Waiting for 9.4 – ALTER TABLE … ALTER CONSTRAINT for FKs

On 28th of June, Simon Riggs committed patch:

ALTER TABLE ... ALTER CONSTRAINT for FKs
 
Allow constraint attributes to be altered,
so the default setting of NOT DEFERRABLE
can be altered to DEFERRABLE and back.
 
Review by Abhijit Menon-Sen

Basically whole purpose of this patch is described in the commit message, but let's see how that works.

As you perhaps know, foreign keys can be immediate or deferred (deferred means that the constraint is checked at the end of transaction and not immediately).

When you create foreign key, you define whether it will be immediate (default) or deferrable. And if deferrable – should it be “initially" immediate or deferred.

What is the “initially" thing? Well, if you have deferrable foreign key you can set it to immediate/deferred within a transaction using SET CONSTRAINTS… command.

Anyway. Up until now, when you created FKEY, you couldn't change it. So, if you made default one (immediate) and you wanted to change it to deferrable, you'd have to drop it and create new one. Not nice.

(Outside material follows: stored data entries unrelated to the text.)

PR #205, opened 2024-02-08
refactor: Example and Mock brokers no longer rely on internal/

denisonbarbosa:
Having the `responses` subpackage in `internal/brokers/` was not great from a structural POV as it was causing our "external" brokers, such as the `ExampleBroker` and the `BrokerMock` to rely on internal/ for their return values. This is not ideal, since their purpose is to mimic external broker behaviours (in some way or another). 

Removing the subpackage does result in some copying while we don't stabilize the API to move some of these definitions to outside packages, but I still stand by the motto "a little copying is better than a little dependency".


didrocks (approved):
As we discussed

But now, we can. Let's create some test schema:

$ CREATE TABLE table1 (id serial PRIMARY KEY);
CREATE TABLE
 
$ CREATE TABLE table2 (id serial PRIMARY KEY, t1_id int4 REFERENCES table1 (id));
CREATE TABLE
 
$ \d table2
                         TABLE "public.table2"
 COLUMN |  TYPE   |                      Modifiers                      
--------+---------+-----------------------------------------------------
 id     | INTEGER | NOT NULL DEFAULT NEXTVAL('table2_id_seq'::regclass)
 t1_id  | INTEGER | 
Indexes:
    "table2_pkey" PRIMARY KEY, btree (id)
Foreign-KEY constraints:
    "table2_t1_id_fkey" FOREIGN KEY (t1_id) REFERENCES table1(id)

and now, let's try changing it:

$ ALTER TABLE table2
    ALTER CONSTRAINT table2_t1_id_fkey
        DEFERRABLE INITIALLY IMMEDIATE;
ALTER TABLE
 
$ \d table2
                         TABLE "public.table2"
 COLUMN |  TYPE   |                      Modifiers                      
--------+---------+-----------------------------------------------------
 id     | INTEGER | NOT NULL DEFAULT NEXTVAL('table2_id_seq'::regclass)
 t1_id  | INTEGER | 
Indexes:
    "table2_pkey" PRIMARY KEY, btree (id)
Foreign-KEY constraints:
    "table2_t1_id_fkey" FOREIGN KEY (t1_id) REFERENCES table1(id) DEFERRABLE

Nice. And what about changing it to initially deferred, or back to immediate?

$ ALTER TABLE table2
    ALTER CONSTRAINT table2_t1_id_fkey
        DEFERRABLE INITIALLY DEFERRED;
ALTER TABLE
 
$ \d table2
                         TABLE "public.table2"
 COLUMN |  TYPE   |                      Modifiers                      
--------+---------+-----------------------------------------------------
 id     | INTEGER | NOT NULL DEFAULT NEXTVAL('table2_id_seq'::regclass)
 t1_id  | INTEGER | 
Indexes:
    "table2_pkey" PRIMARY KEY, btree (id)
Foreign-KEY constraints:
    "table2_t1_id_fkey" FOREIGN KEY (t1_id) REFERENCES table1(id) DEFERRABLE INITIALLY DEFERRED
 
$ ALTER TABLE table2
    ALTER CONSTRAINT table2_t1_id_fkey
        NOT DEFERRABLE;
ALTER TABLE
 
$ \d table2
                         TABLE "public.table2"
 COLUMN |  TYPE   |                      Modifiers                      
--------+---------+-----------------------------------------------------
 id     | INTEGER | NOT NULL DEFAULT NEXTVAL('table2_id_seq'::regclass)
 t1_id  | INTEGER | 
Indexes:
    "table2_pkey" PRIMARY KEY, btree (id)
Foreign-KEY constraints:
    "table2_t1_id_fkey" FOREIGN KEY (t1_id) REFERENCES table1(id)

Unfortunately, as of now, you can't change deferred-ness of primary keys or unique constraints, but it is still a step in good direction.